Some of my great-aunt's associates are nuns, as was she. A nationally known educator, college president. They're (obviously) older ladies. 
They taught English to migrants, and other disadvantaged people. They've always been a part of our extended family 
as we got to know them since we were introduced when very young. I visit them now frequently, 
making sure they are OK. They have no families left, (their families are mostly "passed' now). We are all they have left. 
Nobody has ever tried to convert anybody. We've never discussed religion, ever. 
I know (from other sources) most of them are very very liberal. Kinda like the "nuns on the bus". 
I could care less. They are all just "extra aunties" to me.
Every religion is true one way or another. It is true when understood metaphorically. But when it gets stuck in its own metaphors, interpreting them as facts, then you are in trouble. - Joseph Campbell  Popcorn

Militant Atheist Commie Evolutionist 
Reply
#38
RE: Atheist Evangelism
(October 25, 2023 at 11:23 pm)Bucky Ball Wrote:
(October 25, 2023 at 6:28 pm)arewethereyet Wrote: I don't want laws based on religious teachings but I am not on a mission to deconvert people.  Some of my favorite people are religious.  A couple of them VERY religious.  We have either discussed our differences and come to a place where it doesn't matter or it's just not on the list of things to talk about.

As much as I don't like the door knockers, I certainly don't want to be one of them in reverse.

Some of my great-aunt's associates are nuns, as was she. A nationally known educator, college president. They're (obviously) older ladies. 
They taught English to migrants, and other disadvantaged people. They've always been a part of our extended family 
as we got to know them since we were introduced when very young. I visit them now frequently, 
making sure they are OK. They have no families left, (their families are mostly "passed' now). We are all they have left. 
Nobody has ever tried to convert anybody. We've never discussed religion, ever. 
I know (from other sources) most of them are very very liberal. Kinda like the "nuns on the bus". 
I could care less. They are all just "extra aunties" to me.
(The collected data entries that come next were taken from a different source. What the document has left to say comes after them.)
PR #834, opened 2025-05-28
STR-767: EEST integration

evgenyzdanovich:
## Description

https://eest.ethereum.org/main/

### Type of Change

- [ ] Documentation update
- [ ] Refactor
- [x] New or updated tests
- [ ] Dependency Update

## Checklist

### DIFF
--- a/.github/workflows/cron-eest.yml
+++ b/.github/workflows/cron-eest.yml
@@ -51,7 +51,12 @@ jobs:
           ECR_REGISTRY: ${{ steps.login-ecr.outputs.registry }}
           ECR_REPOSITORY_PREFIX: ${{ vars.ECR_REPOSITORY_PREFIX }}
       run: |
-        BINARIES=("strata-client", "strata-sequencer-client", "alpen-reth", "prover-client")
+        BINARIES=(
+          "strata-client"
+          "strata-sequencer-client"
+          "alpen-reth"
+          "prover-client"
+        )
         
         for IMAGE in "${BINARIES[@]}"; do
           ECR_REPOSITORY="${ECR_REPOSITORY_PREFIX}/${IMAGE}"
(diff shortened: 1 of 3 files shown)


.github/workflows/cron-eest.yml
```diff
@@ -0,0 +1,138 @@
...
+#  schedule:
+#    - cron: '0 3 * * 0'  # Weekly: Sunday 03:00 UTC
+#  workflow_dispatch:      # Manual trigger (optional)
+
+# TODO: clean this up.
+on:
+  pull_request:
+  merge_group:
+  push:
+    branches: [main]
```
storopoli: Adding a blocker here, since this workflow takes at least 1h (you've cancelled before termination):

image

Is this intended to run weekly?

By the way TOTALLY OFFTOPIC, but you can embed easter eggs in these cron hours.
See https://github.com/alpenlabs/alpen/blob/e1095761316f75ccec79279994a819a0a0f4ccbe/.github/workflows/cron-nightly-rust.yml#L5

Ref: https://en.wikipedia.org/wiki/Taxicab_number

.github/workflows/cron-eest.yml
```diff
@@ -0,0 +1,138 @@
...
+
+env:
+  CI: false
+  COMMIT: ${{ github.sha }}
+
+permissions:
+  contents: read
+  pull-requests: read
```
storopoli: You give global empty permissions, then you add then manually to the `jobs` per-use basis.
```suggestion
permissions: {}
```

.github/workflows/cron-eest.yml
evgenyzdanovich: changed to run weekly, yeah. Previously, I was testing it for some time.

.github/workflows/cron-eest.yml
evgenyzdanovich: Well, there's only one job and the permissions to read aren't "dangerous", the repo is public anyways

storopoli: Yes, but this is totally different from all the other CI jobs.
I think we should make this in the same template as others.
It is also what `zizmor` suggest in their docs: see here in the `after` tab https://docs.zizmor.sh/audits/#remediation_4

evgenyzdanovich: Yeah, you convinced me, thanks. Done!

storopoli (approved):
ACK b43196574d742824263211a9f40fcbcc642451b8

evgenyzdanovich:
@sapinb @purusang PTAL

purusang (approved):
Just a curiosity. Why do we pull all the images from ecr whereas build one for the prover only?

I have two favorite teachers from high school and one was Sr. Mary Claire.  She was also assistant principal and instrumental in starting the school.  I get it.
[Image: MmQV79M.png]  
                                      
Reply
#39
RE: Atheist Evangelism
Nice people can be religious, and religious people can be nice.
But that just helps religion become more acceptable in society and spreads it more. Nice people can cause harm inadvertently by making a nasty ideology more acceptable.

At root, all religious ideology is dangerous because all contain false and immoral teachings that inevitably lead to suffering or loss. The damage religion causes is huge, and it hinders progress enormously.
Reply
#40
RE: Atheist Evangelism
(October 26, 2023 at 2:37 am)FrustratedFool Wrote: Nice people can be religious, and religious people can be nice.
But that just helps religion become more acceptable in society and spreads it more.  Nice people can cause harm inadvertently by making a nasty ideology more acceptable.

At root, all religious ideology is dangerous because all contain false and immoral teachings that inevitably lead to suffering or loss.  The damage religion causes is huge, and it hinders progress enormously.

Nah, this is too much of a sweeping statement and just encourages unwarranted bigotry against religious people. Not all religions require that they contain immoral teachings or false teachings for that matter. And false teachings aren't innately dangerous, they're just false. And religion isn't compelled to impede progress.

And even within one religion, there are many branches and different schools of thought and philosophy. They're not all equally wrong or immoral or dangerous (if at all).